63	    2.  Where to do internationalization

65	    Internationalization is for humans. This means that protocols are
66	    not subject to internationalization; text strings are. Where
67	    protocols may masquerade as text strings, such as in many IETF
68	    application layer protocols, protocols MUST specify which parts
69	    are protocol and which are text. [WR 2.2.1.1]

71	    Names are a problem, because people feel strongly about them, many
72	    of them are mostly for local usage, and all of them tend to leak
73	    out of the local context at times. RFC 1958 [ARCH] recommends US-
74	    ASCII for all globally visible names.

76	    This document does not mandate a policy on name
77	    internationalization, but requires that all protocols describe
78	    whether names are internationalized or US-ASCII.

80	draft                       Charset policy                     June 97

82	    3.  Character sets

84	    For a definition of the term "character set", refer to the
85	    workshop report. Like MIME, this document uses it to mean the
86	    combination of a coded character set and a character encoding
87	    scheme.

89	    3.1.  What character set to use

91	    All protocols MUST identify, for all character data, which
92	    character set is in use.

94	    Protocols MUST be able to use the ISO 10646 coded character set,
95	    with the UTF-8 character encoding scheme, for all text. (This is
96	    called "UTF-8" in the rest of this document)

98	    They MAY specify how to use other character sets or other
99	    character encoding schemes, such as UTF-16, but lack of an ability
100	    to use UTF-8 needs clear and solid justification in the protocol
101	    specification document before being entered into or advanced upon
102	    the standards track.

104	    For existing protocols or protocols that move data from existing
105	    datastores, support of other character sets, or even using a
106	    default other than UTF-8, may be a requirement. This is
107	    acceptable, but UTF-8 support MUST be possible.

109	    When using other character sets than UTF-8, these MUST be
110	    registered in the IANA character set registry, if necessary by
111	    registering them when the protocol is published.

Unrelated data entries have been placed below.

PR #3474, opened 2026-04-20
fix(typebox): migrate to v1 with extension compat

### LINKED ISSUE #3112: Tool arguments not validated in Cloudflare Workers

mitsuhiko:
Replace AJV-based validation with TypeBox 1.x validation, keep legacy extension imports working and retain coercion for serialized/plain JSON schemas.

Fixes #3112


packages/agent/package.json
```diff
@@ -17,7 +17,8 @@
 		"prepublishOnly": "npm run clean && npm run build"
 	},
 	"dependencies": {
-		"@mariozechner/pi-ai": "^0.68.0"
+		"@mariozechner/pi-ai": "^0.67.68",
+		"@sinclair/typebox": "npm:typebox@^1.1.24"
```
badlogic: that is one weird version string.

packages/ai/src/utils/validation.ts
```diff
@@ -1,15 +1,19 @@
...
-
+import { Compile } from "@sinclair/typebox/compile";
+import type { TLocalizedValidationError } from "@sinclair/typebox/error";
+import { Value } from "@sinclair/typebox/value";
 import type { Tool, ToolCall } from "../types.js";
 
 // Detect if we're in a browser extension environment with strict CSP
 // Chrome extensions with Manifest V3 don't allow eval/Function constructor
-const isBrowserExtension = typeof globalThis !== "undefined" && (globalThis as any).chrome?.runtime?.id !== undefined;
+type BrowserLikeGlobal = typeof globalThis & {
```
badlogic: if typebox works on CF because it doesn't use eval/Function, i would assume it also works in browser extensions?

packages/ai/src/utils/validation.ts
```diff
@@ -24,21 +28,235 @@ function canUseRuntimeCodegen(): boolean {
...
-		addFormats(ajv);
-	} catch (_e) {
-		console.warn("AJV validation disabled due to CSP restrictions");
+		return getValidator(schema);
+	} catch {
+		return undefined;
 	}
 }
 
+function coercePrimitiveByType(value: unknown, type: string): unknown {
```
badlogic, line 77: does this truely cover all possible schema shapes? it looks complete, i.e. has union etc., but i don't trust it.

packages/ai/src/utils/validation.ts
```diff
@@ -62,29 +280,37 @@ export function validateToolCall(tools: Tool[], toolCall: ToolCall): any {
  * @throws Error with formatted message if validation fails
  */
 export function validateToolArguments(tool: Tool, toolCall: ToolCall): any {
-	// Skip validation in environments where runtime code generation is unavailable.
-	if (!ajv || !canUseRuntimeCodegen()) {
+	// Keep historical behavior in contexts where runtime code generation is unavailable.
+	if (!canUseRuntimeCodegen()) {
```
badlogic: the point of this exercise was to have validation everywhere :D

packages/ai/test/validation.test.ts
```diff
@@ -36,4 +36,36 @@ describe("validateToolArguments", () => {
 			globalThis.Function = originalFunction;
 		}
 	});
+
+	it("coerces serialized plain JSON schemas like AJV did", () => {
```
badlogic: that's an insufficient test of the coercion logic.

packages/coding-agent/src/core/extensions/loader.ts
```diff
@@ -42,6 +45,13 @@ import type {
 /** Modules available to extensions via virtualModules (for compiled Bun binary) */
 const VIRTUAL_MODULES: Record<string, unknown> = {
```
badlogic, line 46: did you test the bun build? it's a bit tricky, needs to run outside the repo root

packages/agent/package.json
badlogic: oh, looks like a remapping

PR #3477, opened 2026-04-20
Add kimi-coding K2.6 model

deanmikan:
## Summary
- normalize `models.dev` Kimi `k2p6` entries to the built-in `kimi-coding` model id `kimi-k2.6`
- regenerate `packages/ai/src/models.generated.ts` so `kimi-coding` now exposes `kimi-k2.6`
- add an unreleased changelog entry for the new built-in model option

## Why
`models.dev` now exposes `k2p6` for the `kimi-for-coding` provider, but `pi-mono` only normalized the older `k2p5` alias. That left the built-in `kimi-coding` catalog behind the upstream source data even though other providers already surfaced K2.6.

## Impact
Users can now select `kimi-coding/kimi-k2.6` without changing provider configuration. The default `kimi-coding` model remains `kimi-for-coding`.

## Notes
Regenerating the catalog also picked up the current upstream Hugging Face `moonshotai/Kimi-K2.6` entry because it is now present in `models.dev`.

## Validation
- ran `packages/ai/scripts/generate-models.ts` with the bundled Node runtime using `--experimental-transform-types`
- verified the generated `kimi-coding` catalog contains exactly `kimi-for-coding`, `kimi-k2-thinking`, and `kimi-k2.6`
- verified no raw `k2p6` id leaked into `models.generated.ts`

## Validation Limitations
- could not run `npm run check` on this machine because the installed Homebrew Node/npm toolchain is broken: the `node` binary fails to start due to a missing `libsimdjson.30.dylib`
- the bundled fallback Node runtime used for generation does not include `npm`/repo dependencies, so full repo checks were not available here


badlogic:
Verified against the live Kimi Coding API.

Findings:
- `GET https://api.kimi.com/coding/v1/models` currently advertises exactly one model id: `kimi-for-coding`
- that model's `display_name` is `Kimi-k2.6`
- the Anthropic-compatible endpoint (`/coding/v1/messages`) currently accepts `kimi-for-coding`, `k2p6`, `kimi-k2.6`, and `kimi-k2-thinking`, but canonicalizes all of them back to `model: "kimi-for-coding"` in the response

So there is no functional gap here in pi today: `kimi-for-coding` already targets the current K2.6-backed model the provider advertises.

Adding `kimi-k2.6` as a built-in option would be an alias/convenience choice, not a correctness fix. Given the live `/models` response, keeping `kimi-for-coding` as the canonical built-in id looks more accurate.

PR #3489, opened 2026-04-21
docs(coding-agent): fix promptGuidelines examples to name tools explicitly

aliou:
Hello! Noticed some inconsistencies when looking at the behaviour of adding `promptGuidelines` to the system prompt, which confused agents both when writing the guidelines and using the tools mentioned in the guideline.

I also looked at the history of this change (first in addition to the tool description when it was added to the system prompt and not used in replacement), and shouldn't we have the tool prompt guidelines with the tool definitions/params in the system prompt by default?

------

<details><summary>Summary by glm-5.1:</summary>
<p>

## Summary

`promptGuidelines` bullets are appended flat to the `Guidelines` section with no tool name prefix or grouping. Using "Use this tool when..." is ambiguous because the LLM cannot tell which tool "this" refers to.

## Changes

**`packages/coding-agent/docs/extensions.md`**
- Added an **Important** note in two locations (basic and advanced `registerTool` sections) explaining that each guideline must name the tool it refers to
- Replaced `promptGuidelines` examples using "Use this tool when..." with explicit tool names ("Use my_tool when..." and "Use my_tool for...")

**`packages/coding-agent/examples/extensions/dynamic-tools.ts`**
- Changed `promptGuidelines` from `"Use this tool when the user asks for exact echo output."` to `"Use echo_session when the user asks for exact echo output."` so the example matches the documented best practice

</p>
</details>

### DIFF
--- a/packages/coding-agent/docs/extensions.md
+++ b/packages/coding-agent/docs/extensions.md
@@ -1105,6 +1105,8 @@ Use `pi.setActiveTools()` to enable or disable tools (including dynamically adde
 
 Use `promptSnippet` to opt a custom tool into a one-line entry in `Available tools`, and `promptGuidelines` to append tool-specific bullets to the default `Guidelines` section when the tool is active.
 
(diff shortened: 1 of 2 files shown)


badlogic:
you're right!

PR #3491, opened 2026-04-21
fix(coding-agent): fix grep/find/ls HTML export rendering

aliou:
Hello!

Noticed that the `grep`, `find` and `ls` native tools were displayed as JSON instead of falling back to however it's displayed in the TUI. 

For the `ls` tool, there were some additional empty lines added, so ended up rendering it "manually" like it's done for `bash`, `edit` etc.

Before: https://pi.dev/session/#d39446796f49bca6bebeb9eda3c55a29
After: https://pi.dev/session/#db4474d8e1e3d585b165140d8cd69750

(going through my backlog of nitpicks, soz)

------

<details><summary>Summary by glm-5.1 + some gpt-5.4:</summary>
<p>

## Summary

Fix HTML session export rendering for `grep`, `find`, and `ls`.

The export pipeline previously treated all three as built-in tools excluded from TUI pre-rendering, even though only some tools have dedicated HTML template renderers. That caused `grep` and `find` to fall back to generic output, while `ls` needed different handling to avoid spacing artifacts in exported HTML.

### `packages/coding-agent/src/core/export-html/index.ts`

- Renamed `BUILTIN_TOOLS` to `TEMPLATE_RENDERED_TOOLS`
- Updated the comment to describe what the set actually means: tools rendered directly by the HTML template rather than pre-rendered through the TUI→ANSI→HTML path
- Removed `grep` and `find` from that set so they now go through their existing TUI `renderCall()` / `renderResult()` HTML pre-render path
- Kept `ls` in the set so it continues to use a dedicated HTML template renderer

### `packages/coding-agent/src/core/export-html/template.js`

- Added a dedicated `case 'ls'` renderer in `renderToolCall()`
- Renders the `ls` header from structured args (`path`, optional `limit`)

113	    3.2.  How to decide a character set

115	    In some cases, like HTTP, there is direct or semi-direct
116	    communication between the producer and the consumer of a character
117	    set. In this case, it may make sense to negotiate a character set
118	    before sending data.

120	    In other cases, like E-mail or stored data, there is no such
121	    communication, and the best one can do is to make sure the
122	    character set is clearly identified with the stored data, and
123	    choosing a character set that is as widely known as possible.

125	draft                       Charset policy                     June 97

127	    Note that a character set is an absolute; for almost all languages
128	    but English and a few other Latin-based scripts, text cannot be
129	    rendered comprehensibly without supporting the right character
130	    set.

132	    Negotiating a character set may be regarded as an interim
133	    mechanism that is to be supported until UTF-8 support is
134	    prevalent; however, the timeframe of "interim" may be at least 50
135	    years, so there is every reason to think of it as permanent in
136	    practice.

138	    4.  Languages

140	    4.1.  The need for language information

142	    All human-readable text has a language.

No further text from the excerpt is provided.